═════ GIVEN INFORMATION

PR #597, opened 2018-11-27
Cache config for file URI.

lygstate:

- 
- 
-

### DIFF
--- a/src/cpptools.ts
+++ b/src/cpptools.ts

══════════

• _WHAT THE EXERCISE ASKS_
Each line from the one containing "Cache config for file URI." to the final line above should be written out exactly; please omit the others.

• _OUTPUT_
Cache config for file URI.

lygstate:

- 
- 
-

### DIFF
--- a/src/cpptools.ts
+++ b/src/cpptools.ts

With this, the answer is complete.